Warren Ellis described it as an "evocation/invocation of a specific area... Highbury, in London" in the same mould as the group's initial, self-titled working. It comprises

"eight monologues" which "excavat[e] the bland face of Highbury to raise up its forgotten secrets, pains and glories. Art as archaeology; he raises the horse goddess worshipped by the Romans when Highbury was a garrison of the empire, and also the horse that fell into the pit on that spot and died when sewers were being dug over a thousand years later: Joe Meek, the troubled Phil Spector of England, and Aleister Crowley, the untroubled Great Beast of Cefalu.

====The RE: label====
Starting with the CD release of The Highbury Working, the Moon & Serpent group (Moore & Perkins)'s CDs were released on ex-Siouxsie and the Banshees songwriter and co-founder Steven Severin's record label RE: (1998–2003). Founded in 1998, RE: was Severin's independent label created primarily to "release 3 solo albums of commissioned music" Having released three albums (1998–2000), Severin "concentrated on developing the label by bringing on board the inestimable talents of comics legend, Alan Moore... [releasing] 3 spoken word albums by Alan Moore in collaboration with his musical partner, Tim Perkins."

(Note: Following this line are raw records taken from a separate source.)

PR #992, opened 2026-04-30
feat(webhooks): backport delivery producer from #953 (closes #909) for v1.1.9

brandonrc:
## Summary

Backports the webhook delivery producer from PR #953 (`feat/webhooks-v2-combined`) onto `release/1.1.x` for v1.1.9. Closes #909.

The `webhook_deliveries` table on release/1.1.x is read by the retry scheduler and list endpoints but no code path inserts into it, so the retry scheduler has nothing to retry and webhook subscribers receive nothing. PR #953 fixes this on main but is too large to backport in full (E1 encrypted secrets, E3 producer, E4 richer payload, E6 deprecation headers). This PR extracts only E3, the producer.

What this PR does:

- New `backend/src/services/webhook_producer.rs` module that subscribes to the in-process `EventBus` and INSERTs a row into `webhook_deliveries` for every enabled webhook whose `events` array contains the mapped event type and whose `repository_id` is NULL or matches the event's repository scope.
- Wires the producer into `main.rs`, spawned after the shared `CancellationToken` is constructed. Holds clones of `db_pool` and `state.event_bus` captured before the sync worker consumes `db_pool` and the router takes ownership of `state`.
- Adds two additive helpers to `metrics_service.rs`: `record_webhook_delivery_enqueued` and `record_webhook_delivery_enqueue_failed`. Existing `record_webhook_delivery` is unchanged.
- Registers the new module in `services/mod.rs`.
- 19 unit tests for `map_event_type` and `build_event_payload`. No database required.

What is intentionally out of scope (deferred to v1.1.10 or later):

- HMAC-SHA256 signing of payloads (#910). The existing `X-AK-Signature` literal in the retry scheduler is unchanged.
- E1 encrypted webhook secret column (`secret_encrypted`) and `webhook_secret_crypto.rs`.
- E4 richer payload schema (`event_schema_version`, per-event enrichment).
- E6 deprecation headers and `notification_dispatcher` changes.
- The new email subscription migration on main.

Schema compatibility on release/1.1.x: `webhook_deliveries` already has every column the producer INSERTs into (`webhook_id, event, payload, attempts, next_retry_at, success`). `011_webhooks.sql` defines them and `067_webhook_delivery_retry.sql` adds `next_retry_at` and `max_attempts` with the matching retry index. No new migration is required.

[...]

Issue #948, opened 2026-04-27
Thread explicit repository_id through DomainEvent for non-repo events


brandonrc:
## Context

Both `webhook_producer.rs::enqueue_for_event` and `notification_dispatcher.rs::dispatch_event` parse `DomainEvent.entity_id` as a `repository_id` for the SQL match. That works for `repository.*` events because the EventBus puts the repo UUID in `entity_id`. It is a category error for `user.*`, `build.*`, and `artifact.*` events: their `entity_id` is the user/build/artifact UUID, not the owning repository.

For non-repo events the `repository_id = $2` arm of the WHERE clause never matches, so only global-scoped subscriptions and webhooks fire. Repo-scoped subscriptions to non-repo events silently never fire.

## Proposed fix

Add `repository_id: Option<Uuid>` (or similar) to `DomainEvent` and have publishers populate it explicitly. Then the SQL match becomes `repository_id IS NULL OR repository_id = $repo_id` where `$repo_id` is the explicit field, not a parse of `entity_id`.

Affected:

- `backend/src/services/event_bus.rs` (struct definition + every emit site)
- `backend/src/services/webhook_producer.rs::enqueue_for_event`
- `backend/src/services/notification_dispatcher.rs::dispatch_event`

The webhook producer file already carries a `FIXME(#TBD-REPO-SCOPE-FIXUP)` referencing this issue.

## Out of scope here

This was flagged during the v1.1.9 webhooks v2 review (PRs #937 / #939 / #940 combined). The combined PR keeps the existing entity_id parse and documents the limitation; the structural fix lands separately.

Issue #909, opened 2026-04-27
Webhook deliveries table is never populated (deliveries are dead-on-arrival)


brandonrc:
## Severity: CRITICAL

The `webhook_deliveries` table is read by the retry engine and the deliveries-list endpoints, but **no code path INSERTs rows into it on any event**. Webhook subscribers will never receive any delivery for any event other than what's manually triggered via `/redeliver` (which UPDATEs existing rows, not INSERTs new ones).

## Verification (independent grep, not agent-relayed)

```
$ grep -nE "webhook_deliveries" backend/src/api/handlers/webhooks.rs backend/src/services/*.rs

webhooks.rs:527: FROM webhook_deliveries
webhooks.rs:546: FROM webhook_deliveries
webhooks.rs:601: FROM webhook_deliveries
webhooks.rs:656: UPDATE webhook_deliveries
webhooks.rs:746: comment
webhooks.rs:770: FROM webhook_deliveries
webhooks.rs:822: UPDATE webhook_deliveries SET next_retry_at = NULL
webhooks.rs:836: UPDATE webhook_deliveries SET next_retry_at = NULL
webhooks.rs:893: UPDATE webhook_deliveries
webhooks.rs:913: UPDATE webhook_deliveries
webhooks.rs:937: UPDATE webhook_deliveries
metrics_service.rs:62: counter increment (no SQL)
```

Zero `INSERT INTO webhook_deliveries` anywhere. The retry engine, dead-letter logic, deliveries-list endpoint, and HMAC signing path all run on rows that nothing creates.

## Affected branches

- release/1.1.x: confirmed (grep above is from /tmp/ak-1.1.x-analysis tip 9eb374e)
- main: confirmed (same pattern)

## What's missing

A producer that, on each domain event the webhook subscribes to (`artifact.created`, `scan.completed`, etc.), creates a `webhook_deliveries` row with `status='pending'` and `next_retry_at=NOW()`. The existing retry engine then picks it up.

Likely insertion sites:
- `artifact_service.rs` after upload commit
- `scan_result_service.rs` after `complete_scan`
- `repository_service.rs` on create/update/delete
- `event_bus.rs` if all events go through there -- could be a single point of dispatch

## Test coverage

artifact-keeper-test#82 (Epic 7 PR) handles this gracefully: when no delivery rows appear after a triggering event, the retry/dead-letter tests `skip` with a clear reason instead of failing. Once this producer is implemented, those tests will exercise the engine for real.

[...]

PR #993, opened 2026-05-01
fix(security): require admin role on webhook write handlers (cross-tenant exposure)

brandonrc:
## Summary

Webhook write handlers (`create_webhook`, `delete_webhook`, `enable_webhook`, `disable_webhook`, `test_webhook`, `redeliver`) were gated on `auth_middleware`, which permits **any authenticated user**. This PR moves them under `admin_middleware`. Read endpoints (`list_webhooks`, `get_webhook`, `list_deliveries`) remain accessible to any authenticated user.

### Why this is a v1.1.9 blocker

This is a **cross-tenant information disclosure** with a clear exploitation path the moment the webhook producer (#992) ships:

- A low-privileged user calls `POST /api/v1/webhooks` with `repository_id: null` and `events: ["repository.created", "user.created"]`.
- The webhook record is created with no admin involvement.
- Once #909 is functional (which #992 makes it), every global event in the instance is delivered to that user's URL, including events on repositories they cannot read.
- The webhook also acts as a passive SSRF beacon: an attacker who controls the webhook URL learns about repo creations, user provisioning, and build activity across the whole tenant.

The flaw is **pre-existing** on `release/1.1.x` (the same routing was on `main` before webhooks were wired up to anything). It was harmless when webhooks were dead code. It becomes exploitable the moment #909 / #992 lands. v1.1.9 cannot ship without this fix.

### What changed

- `backend/src/api/handlers/webhooks.rs`
  - Split `router()` into two functions:
    - `router()` -- read-only endpoints: `GET /`, `GET /:id`, `GET /:id/deliveries`.
    - `admin_router()` -- mutating endpoints: `POST /`, `DELETE /:id`, `POST /:id/enable`, `POST /:id/disable`, `POST /:id/test`, `POST /:id/deliveries/:delivery_id/redeliver`.
  - Doc comments on both routers explain the threat model and reference #948 (per-tenant webhook scoping) as the planned long-term fix.
- `backend/src/api/routes.rs`
  - Mounts both sub-routers under `/webhooks`, each with its own auth layer, then merges before nesting. This avoids axum's panic-on-duplicate-nest behavior.
- `CHANGELOG.md`
  - Entry under `[Unreleased] / Security` describing the change and back-compat impact.

### Read endpoints: deliberately not gated to admin

For the v1.1.9 minimum-viable fix the choice is between:

1. Admin-only on **all** webhook endpoints (safest).
2. Admin-only on **writes**, any-authenticated-user on reads.

This PR takes option 2. Rationale: the read endpoints expose configuration the admin already authored and the database row is identifying (URL, custom headers may contain secrets-by-name, secret_hash is not returned). The actual cross-tenant leak is in the **delivery channel** (an attacker controls a URL that receives events), and that channel is closed once writes are admin-gated. Locking reads as well would also break the existing UI permission model where webhooks visibility is currently part of the standard user experience.

If a downstream review prefers full admin-only, the change is one-line: move all `.route(...)` calls into `admin_router()`. Happy to flip that on request.

### Pattern: route-level (matches existing codebase)

The codebase already has the route-level admin pattern in `backend/src/api/handlers/plugins.rs` (`format_router` + `format_admin_router`). This PR follows that exact pattern. Handler-level `auth.require_admin()` was considered and rejected because it would require touching six handlers and would not give us the structural compile-time guarantees the route-level split provides.

### Tests

Two new structural unit tests in `backend/src/api/handlers/webhooks.rs` (no DB required):

- `test_router_and_admin_router_merge_without_overlap` -- merges the two routers; axum panics at construction if any path is registered on both, so this is a regression guard. If a future PR adds a write handler back into `router()`, this test fails at construction.
- `test_router_functions_construct` -- sanity check that each sub-router builds in isolation.

End-to-end coverage of the admin gate itself comes from the existing `admin_middleware` tests in `backend/src/api/middleware/auth.rs` (`test_require_admin_*` family).

Verified locally:

```
SQLX_OFFLINE=true cargo check --workspace      # clean
SQLX_OFFLINE=true cargo test --lib api::handlers::webhooks::tests::    # 54/54 passing
SQLX_OFFLINE=true cargo test --lib test_openapi_spec_is_valid  # passing
cargo fmt --check                              # clean
cargo clippy --workspace --no-deps             # clean
```

### Backward-compatibility

Non-admin users who previously created webhooks keep their existing rows. They can still GET them. They can no longer:

- Create new webhooks (`POST /api/v1/webhooks` -> 403).
- Delete or modify their existing webhooks.
- Enable, disable, test, or redeliver.

Migration path: an admin can re-register on the user's behalf, or run an UPDATE on the `webhooks` table to attribute existing rows to an admin owner once per-tenant scoping (#948) lands.

The OpenAPI shape is unchanged (same paths, same schemas). The only observable change is a 403 response on the write endpoints when called with non-admin credentials.

## Test Checklist
- [ ] Integration tests added/updated (if applicable) -- N/A, no DB-bound tests added; admin gate covered by existing middleware tests
- [ ] E2E tests added/updated (if applicable) -- recommend follow-up E2E in `artifact-keeper-test` to assert non-admin -> 403 on POST /webhooks
- [x] Manually tested locally

## API Changes
- [x] New endpoints have `#[utoipa::path]` annotations -- N/A, no new endpoints
- [x] Request/response types have `#[derive(ToSchema)]` -- N/A
- [x] Migration is reversible (if applicable) -- N/A, no schema change
- [ ] N/A - no API changes (semantic change: write endpoints now return 403 for non-admins)


brandonrc:
Pushed `f32f0e1d` cherry-picking the wasmtime 36.0.7→36.0.8 bump from #992. Same RUSTSEC-2026-0114 advisory was failing this PR's Security Audit. Both PRs target release/1.1.x and need the same fix until one merges and the other rebases.

`cargo audit`: 5 allowed warnings only, no errors. Awaiting fresh CI.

Severin's RE: label released a number of diverse CDs over its five-year life, including three by the Moon & Serpent collective/Moore & Perkins.

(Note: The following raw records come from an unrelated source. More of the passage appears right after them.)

PR #996, opened 2026-05-01
fix(security): scanner silent-success on type-mismatched artifacts (#994)

### LINKED ISSUE #994: Backend: scanner returns findings_count=0 in 3ms on known-vulnerable lodash fixture (silent-success class, surfaced on 1.1-dev)
## Symptom

Release-gate run [25214268566](https://github.com/artifact-keeper/artifact-keeper-test/actions/runs/25214268566) caught `tests/security/test-scan-completes.sh > Scan emitted findings on known-vulnerable fixture (regression for #888 silent-success class)` failing against the `:1.1-dev` image.

The test uploads a curated fixture pinned to **lodash 4.17.4** (CVE-2019-10744, Prototype Pollution, CVSS 9.1). Trivy's fs scanner is expected to detect this via the `package-lock.json` parser and report `findings_count >= 1`. On this run, the backend returned:

```json
{
  "id": "ac12df61-80e5-40cf-918d-b85c502b0c4b",
  "artifact_name": "lodash-vuln-fixture",
  "artifact_version": "1.0.0",
  "scan_type": "image",
  "status": "completed",
  "findings_count": 0,
  "critical_count": 0,
  "high_count": 0,
  "medium_count": 0,
  "low_count": 0,
  "info_count": 0,
  "scanner_version": null,
  "error_message": null,
  "started_at": "2026-05-01T12:34:04.061836Z",
  "completed_at": "2026-05-01T12:34:04.064655Z"
}
```

`completed_at` is **2.8 ms** after `started_at`. No real Trivy fs scan against a tarball runs in 2.8 ms. The scanner did not inspect the bytes; the backend marked the scan COMPLETED with zero findings anyway. This is exactly the silent-success class issue #888 closed for the Docker image path.

## Why this is a regression

Issue #888 fixed the Docker image scan path -- a scan against an unreachable scanner pod no longer returns COMPLETED with empty results. The lite scan-completes E2E (artifact-keeper-test#888) was added to enforce that contract. Run 11 of the release gate is the first run on `:1.1-dev` that exercises this assertion against the v1.1.x line, and it fails.

The 2.8 ms turnaround + `scanner_version: null` strongly suggest one of the four causes already enumerated in the test's diagnostic message:

1. Trivy is not enabled in the test deploy (chart values: `trivy.enabled`).
2. Trivy fs scanner's `is_applicable` check rejected the fixture format.
3. `scanner_service`'s `Ok(vec![])` path treated empty as success.
4. `find_reusable_scan` returned a stale empty scan from a prior run.

(1) is unlikely -- the surrounding scan tests (`test-scan-findings-list`, `test-trivy-scan`) passed in the same run, so Trivy is reachable. (2) is most likely: lodash-vuln-fixture is uploaded as `image` scan_type but the artifact is a generic tarball, not a container image. The fs scanner's `is_applicable` may be checking content-type and rejecting it, then the backend short-circuits to `Ok(vec![])`. (3) and (4) cannot be ruled out without the backend logs.

## Expected behavior

For an artifact whose bytes Trivy cannot inspect (wrong scan_type, unsupported format), the backend should NOT report `status=completed, findings_count=0, error_message=null`. It should either:

- Return `status=failed` with `error_message` describing why the scanner skipped, OR
- Return a structured "not applicable" status that does not look identical to a clean scan.

The current behavior is indistinguishable from a real clean scan and silently lies about the artifact's vulnerability posture.

## Where to look

- `backend/src/services/scanner_service.rs` -- the `Ok(vec![])` short-circuit path.
- `backend/src/scanners/trivy.rs` (or equivalent) -- `is_applicable` rejection path: does it propagate as an error or as empty success?
- `backend/src/services/scan_orchestrator.rs` (or similar) -- when no applicable scanner is found, what status does the scan transition to?

## Reproduction

Test repo: `artifact-keeper-test`, file: `tests/security/test-scan-completes.sh`. Stand up `:1.1-dev` against the test chart and run the security suite. The fixture build is in the same script.

## Tracking

- Surfaced by release-gate Run 11 (#127 milestone work)
- Test that catches this: `tests/security/test-scan-completes.sh > Scan emitted findings on known-vulnerable fixture` (load-bearing assertion, see artifact-keeper-test#888)
- Upstream for the v1.2.x fix path: #902 (`scanner_version` populated in ScanResponse)
- Block on v1.1.9 release acceptance (#886): the lite-provenance + findings_count assertions are exactly what the gate exists to enforce. Either the scan path needs to fail this fixture honestly on v1.1.9, or the test fixture needs to be retargeted at a Docker image scan path (which `test-trivy-scan.sh` already covers).

brandonrc:
## Summary

Closes #994 — silent-success class regression on `:1.1-dev` flagged by release-gate run 11 against `tests/security/test-scan-completes.sh`.

### Symptom

```
findings_count=0, scanner_version=null, error_message=null
completed_at - started_at = 2.8ms
fixture: lodash 4.17.4 (multiple known CVEs)
```

The backend reported a successful scan completion with zero findings on a tarball that should have a half-dozen CVEs. The 2.8 ms wall-clock is way too short for a real Trivy scan and is the fingerprint of an `is_applicable` short-circuit plus a DB round trip, no scanning ever happened.

### Root cause

`ScannerService::scan_artifact_with_options` runs *all* registered scanners against every artifact:

1. `DependencyScanner` (always applies, queries OSV/GitHub Advisory)
2. `ImageScanner` (`vnd.oci.image` manifests)
3. `TrivyFsScanner` (tarballs, wheels, jars, etc)
4. `IncusScanner` (LXC images)
5. `GrypeScanner` (always applies)
6. `OpenScapScanner` (containers, RPMs, DEBs)

Four of these (`ImageScanner`, `TrivyFsScanner`, `IncusScanner`, `OpenScapScanner`) had a private `is_applicable` check at the top of their `scan()` methods. When not applicable they returned `Ok(vec![])`, which the orchestrator could not distinguish from "scanner ran and found nothing". The orchestrator persisted the result as `status='completed'`, `findings_count=0`, `scanner_version=NULL`, `error_message=NULL` — indistinguishable from a real clean scan.

For a `lodash-4.17.4.tgz` upload the DB ends up with six `scan_results` rows (one per scanner). Five are real, but the `image` row from `ImageScanner` has the silent-success shape: it never inspected the artifact, yet looks completed. Receivers that use `scan_results` as a security gate (`/api/v1/security/artifacts/{id}/scans`) wave it through.

The hypothesis from prior triage was correct: `is_applicable` rejection short-circuits to `Ok(vec![])` without surfacing the rejection.

### Fix

- Add `Scanner::is_applicable(&Artifact, Option<&ArtifactMetadata>) -> bool` to the `Scanner` trait. Default returns `true` so always-applicable scanners (`DependencyScanner`, `GrypeScanner`) keep working without override.
- Override in the four scanners that have applicability checks (`ImageScanner`, `TrivyFsScanner`, `IncusScanner`, `OpenScapScanner`).
- In `ScannerService::scan_artifact_with_options`, check `is_applicable` BEFORE creating the `scan_results` row. Non-applicable scanners now leave no DB trace.
- Keep the in-`scan()` short-circuits as defense in depth for direct callers and tests that bypass the orchestrator.

A `completed` `scan_results` row is now a real signal that the scanner inspected the artifact.

### Why a structured error was not chosen

`is_applicable=false` is a routine, expected outcome (the orchestrator queries 4-6 scanners per artifact, most won't apply). Returning `Err` would force the orchestrator to inspect the error variant to distinguish "real failure" from "wrong scanner type" and would clutter logs. Skipping silently with a single `info!` log is the right contract: the orchestrator's job is to dispatch to applicable scanners, and the `scan_results` table records actual scan attempts.

### Regression tests

Three trait-contract tests in `scanner_service::tests`:

- `test_npm_tarball_is_not_applicable_to_image_or_incus_or_openscap_scanners` — pins that the lodash fixture from the failing release-gate test correctly rejects the wrong scanners and matches `TrivyFsScanner`.
- `test_oci_manifest_is_applicable_to_image_scanner_only` — inverse case, OCI manifest goes only to `ImageScanner`.
- `test_default_is_applicable_is_true` — verifies the trait default keeps always-on scanners working.

LoC: ~125 lines of new code (~30 production, ~95 tests + comments). Single-trait surgical change.

## Test Checklist
- [x] Unit tests added/updated (3 new regression tests for trait contract)
- [ ] Integration tests added/updated (deferred — the structural fix is exercised by the release-gate `test-scan-completes.sh`)
- [ ] E2E tests added/updated (release-gate already covers)
- [x] Manually tested locally (`SQLX_OFFLINE=true cargo test --lib` — 7732 passed, 0 failed)

## API Changes
- [x] N/A - no API changes

## Concerns for reviewers

- **Behavior change for callers that relied on silent-success.** The previous behavior produced one `scan_results` row per (artifact, scanner) pair. Tooling that counts rows or assumes "every scanner is represented in `scan_results`" will now see fewer rows for a given artifact. The only places that read `scan_results` in the codebase are the security handlers and the security-score recalculator, both of which already aggregate by `findings_count`/`severity_count` and are unaffected (an absent row contributes zero, same as before). External tooling that polls `scan_results` directly may notice fewer rows — flagging for human review but I do not see this pattern in the workspace.
- **Dedup cache key.** `find_reusable_scan` queries by `(checksum, scan_type)`. Skipping the row creation means a non-applicable scanner will not seed the dedup cache for that scan_type. This is correct: we should not be reusing a non-existent scan as a "fresh" result.
- **`scanner_version=null` is still possible** for real completed scans because no scanner currently writes that column. That is a separate gap not addressed here. After this fix, `scanner_version=NULL` no longer correlates with silent-success since the silent-success rows simply do not exist anymore.


brandonrc:
## Follow-up commit: retire legacy silent-success rows (1bca4cb1)

This commit addresses the security review finding that the original PR only blocks NEW silent-success rows but leaves the v1.1.0-v1.1.8 buggy rows in production databases. Quality gates querying "latest scan" would still see deceptive `completed`/`findings_count=0` rows and wave through unscanned artifacts.

### What changed

**Migration 075** (`backend/migrations/075_flag_legacy_unverified_scans.sql`):
- Adds `scan_results.legacy_unverified BOOLEAN NOT NULL DEFAULT false`
- Flags existing rows matching the bug fingerprint: `status='completed' AND scanner_version IS NULL AND findings_count=0 AND error_message empty`
- Creates partial index `idx_scan_results_artifact_verified` for the new consumer query path
- Idempotent: `ADD COLUMN IF NOT EXISTS`, `CREATE INDEX IF NOT EXISTS`, the UPDATE narrows on the bug fingerprint so re-running is a no-op

The fingerprint is conservative: real scans (including real zero-finding clean scans) always populate `scanner_version`, so we will not flag legitimate clean scans.

**Consumer queries updated to filter `legacy_unverified = false`** (6 queries across 5 files):

| File | Function | Effect |
|------|----------|--------|
| `policy_service.rs` | `evaluate_artifact` | `block_unscanned` policy now treats legacy rows as unscanned, blocking download until a real scan completes |
| `promotion_policy_service.rs` | `get_cve_summary` | Promotion gate cannot read 0/0/0/0 counts from a legacy row |
| `promotion_rule_service.rs` | `get_latest_scan` | Same for rule-based promotion |
| `scan_result_service.rs` | `find_reusable_scan` | Dedup will not reuse a legacy row for a fresh artifact |
| `scan_result_service.rs` | `recalculate_score` last_scan_at | Dashboards do not report legacy `completed_at` as the last scan time |
| `sbom.rs` | `extract_dependencies_for_artifact` | SBOM dependency extraction excludes legacy rows |

**CHANGELOG entry moved from `### Fixed` to `### Security`** with the operator audit query and rescan SOP for upgrades from v1.1.0-v1.1.8.

**Tests added** (3 new unit tests in `scanner_service::tests`, all DB-free):
- `test_dependency_and_grype_scanners_are_applicable_to_any_artifact` -- pins the default-true contract that the always-on scanners depend on, across 6 artifact shapes
- `test_non_applicable_scanners_return_empty_findings_when_called_directly` -- defense-in-depth check that Image/TrivyFs/Incus/OpenScap scanners still return `Ok(vec![])` when called directly with a non-applicable artifact (preserves the existing short-circuit pattern for direct callers and tests)
- `test_orchestrator_gate_skips_non_applicable_scanners_before_persisting` -- unit-level analog of the orchestrator integration test, validates the if-not-applicable continue pattern using a counting scanner

### Verification

- `SQLX_OFFLINE=true cargo check --workspace` passes
- `SQLX_OFFLINE=true cargo clippy --workspace --lib --tests -- -D warnings` clean
- `cargo fmt --check` clean
- All 7735 lib tests pass; the 8 tests in the #994 block (5 prior + 3 new) all pass
- Migration 075 applied + re-applied successfully against a fresh DB; column and partial index created

### Reviewer notes

- **Behavior change for operators**: Artifacts with only legacy rows will now be blocked at download under `block_unscanned` policies. This is the security-correct outcome and is documented in the CHANGELOG, but operators upgrading from v1.1.0-v1.1.8 will see download failures until they run the audit query and trigger rescans. The audit query is included in the CHANGELOG.
- **Migration locking**: The `UPDATE scan_results SET legacy_unverified = true WHERE ...` runs in a single statement and acquires a row-level lock per matched row plus the table-level `ALTER TABLE` lock for the `ADD COLUMN`. On large `scan_results` tables (>1M rows) this could pause writes briefly. The `ADD COLUMN ... DEFAULT false` is fast in PG 11+ (no rewrite). The UPDATE only touches matching rows so impact scales with the buggy-row population, not the table size. No advisory recommended for typical deployments; large-scale deployments may want to plan the upgrade window.
- **`ScanResult` model not updated**: The `legacy_unverified` column is internal to query filtering and is not surfaced through the `ScanResult` struct or the API. This keeps the change minimal and avoids touching the public security API. If a future feature wants to surface "this scan was retired by audit" we can add the field then.
- **No `block_unscanned` consumer test added**: `policy_service.rs` has no DB-mocked test infrastructure (no `#[sqlx::test]` patterns anywhere in the codebase). Adding one would require introducing a new pattern for this PR. The unit-level orchestrator gate test plus the consumer query SQL change covers the contract; a follow-up E2E test in `artifact-keeper-test` could verify the `block_unscanned` end-to-end behavior with a flagged row.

A limited-edition print of the CD cover by John Coulthart was also sold.

===Snakes and Ladders===
Performed on 10 April 1999 at Conway Hall in Red Lion Square at a meeting of the Hermetic Order of the Golden Dawn by Moore, with music by Tim Perkins. It explored the local area and its magical associations, and dealt particularly with the disinterment of Oliver Cromwell and Elizabeth Siddell, and Arthur Machen's visionary experiences.

In 2001, it was adapted into comic-form by frequent collaborator Eddie Campbell, and in 2006. This was reprinted as part of the pair's A Disease of Language.

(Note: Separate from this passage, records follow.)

PR #1017, opened 2026-05-04
fix(migration): create destination repos before transferring artifacts

ThaSami:
## Bug

A `full` or `incremental` migration job runs to `status=completed` with all per-item checksums matching, but the destination has 0 repos and `GET` on any migrated path returns 404. Bytes are written to CAS storage but unreferenced by any DB row, so they're unreachable via the format-protocol APIs.

This is silent data loss disguised as success.

### Where

`backend/src/services/migration_worker.rs`:

* `process_job` iterates `config.include_repos` and calls `process_repository_artifacts` directly — `migration_service.create_repository` is never invoked, so destination repos are never provisioned.
* `transfer_artifact` writes bytes via `storage.put`, then attempts `INSERT INTO artifacts` only inside `if let Some((repository_id,)) = repo_id { … }`. When the lookup fails (because the destination repo doesn't exist), the `if let` silently no-ops — no `tracing::warn!`, no `MigrationError` returned, the item is marked `completed`.

### Reproduction

Verified end-to-end against an Artifactory OSS source seeded with 11 typed repos (Maven, npm, PyPI, Helm, NuGet, Go, CocoaPods, Conan, Swift, Docker, Generic) and 13 artifacts:

```
POST /api/v1/migrations            →  201, job created
POST /api/v1/migrations/{id}/start →  200
GET  /api/v1/migrations/{id}       →  status=completed, completed_items=15, failed_items=0
GET  /api/v1/repositories          →  { items: [] }                ← repos never created
GET  /maven/<repo>/<path>          →  404                          ← artifacts not addressable
```

Backend logs around the same job show `Repository artifacts processed repo=maven-releases` (and so on) with **no** preceding `Provisioned destination repository` / `Creating repository` line — confirming `create_repository` was never invoked.

## Fix

Wrap the existing per-repo loop in `process_job` with a pre-pass that ensures the destination row exists for each `repo_key in include_repos`:

1. Fetch the source-side repo list once via `client.list_repositories()`.
2. For each requested repo:
   * Look up the source `RepositoryListItem`. If not present, log + count as failed + skip.
   * Build a `RepositoryMigrationConfig` via the existing `MigrationService::prepare_repository_migration` helper.
   * Probe `check_repository_conflict`:
     * **No conflict** → call `create_repository` to provision the row.
     * **`SameKey` conflict** (existing destination already matches type+format) → reuse it (idempotent).
     * **Other conflict types** → log + count as failed + skip; subsequent repos still get a chance.
3. Only then enter the existing artifact-transfer loop.

Subsequent calls to `process_repository_artifacts → transfer_artifact` then find a `Some(repository_id)` and the artifact INSERT runs.

The fix is minimally invasive: it touches only `process_job`, no changes to `transfer_artifact` or `process_repository_artifacts`.

## Limitations / follow-ups

* **Remote (proxy) repos** are migrated with `upstream_url=None` because `prepare_repository_migration` is called with `_repo_config: None`. Pulling per-repo detailed config (upstream URL, virtual members) requires a `get_repository(key)` method on the `SourceRegistry` trait, which isn't present yet — that's a separate PR.
* **Virtual (group) repos** are migrated with empty members for the same reason.
* **Local (hosted) repos** work fully with this PR.

## Other migration-tool gaps observed during a Careem PoC

(Not in scope for this PR, will file as separate issues.)

* `/pause` silently truncates a job to `completed` (operator can lose unfinished work to a single API call).
* `concurrent_transfers` is a dead config field — `process_repository_artifacts` is a sequential `for { … .await }` with no parallelism primitives.
* `conflict_resolution` is functionally dead (coupled to this bug — the `artifacts` table stays empty so `check_artifact_duplicate` always misses).
* `include_users` / `include_groups` / `include_permissions` silently do nothing against an OSS source (no warning, no error, no items in the items endpoint).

A CD – the collective's fifth – was released in 2003 by RE: (RE:CD05).

A comic book by Eddie Campbell giving a pictorial interpretation was published in 2001.

===Angel Passage===
This was performed on 2 February 2001 at The Purcell rooms as part of the "Tygers of Wrath" evening of readings and performances celebrating the life of William Blake. Moore and Perkins performed alongside Jah Wobble and Billy Bragg.

==CD releases==
Five recorded versions of the groups performances have been released to date. Since 2000, these have been on the RE: label. In order of release, they are:
- The Birth Caul (Charm [CHARRMCD22], 1996)
- The Moon and Serpent Grand Egyptian Theatre of Marvels (Cleopatra [CLEO 96882], 1996)
- The Highbury Working, A Beat Séance (RE: [RE:PCD03], 2000)
- Angel Passage (RE: [RE:PCD04], 2001/2002)
- Snakes and Ladders (RE: [RE:PCD05], 2002/2003)

===Other===
Tracks from The Moon and Serpent Grand Egyptian Theatre of Marvels have appeared on other audio compilations.
- Hexentexts: A Creation Books Sampler (Codex [CODE1], 1994)
Features "The Hair of the Snake That Bit Me" and a cover by Moore.
- Cleopatra Records Presents Goth Box (Cleopatra [CLP 9798-2], 1996)
Features "The Enochian Angel of the 7th Aethyr" (credited to David J only)
- Gothic Legends 3CD Limited Edition Set (Cleopatra [CLP 0741-2], 1999)
Includes the previously released Grand Egyptian Theatre.. (1996) alongside Eva O's Past Time (1993) and Christian Death's Death in Detroit (1995).

==Text releases==
===A Disease of Language===

Two of Moore's spoken-word pieces – The Birth Caul and Snakes & Ladders – were adapted by his From Hell artistic collaborator Eddie Campbell into self-published comic books in 1999 and 2001. These were collected, with additional interview material, in 2006 as A Disease of Language by Palmano Bennett and Knockabout Comics (ISBN 0861661532).

===The Moon and Serpent Bumper Book of Magic===

This book – written by Alan Moore with Steve Moore (Moore's mentor; no relation) – was due out from Top Shelf Productions in 2013 but was ultimately released in 2024. The book intends to be "a clear and practical grimoire of the occult sciences," containing "profusely illustrated instructional essays upon the Moon & Serpent Grand Egyptian Theatre of Marvels sect's theories of magic" from c. 150 AD to the present.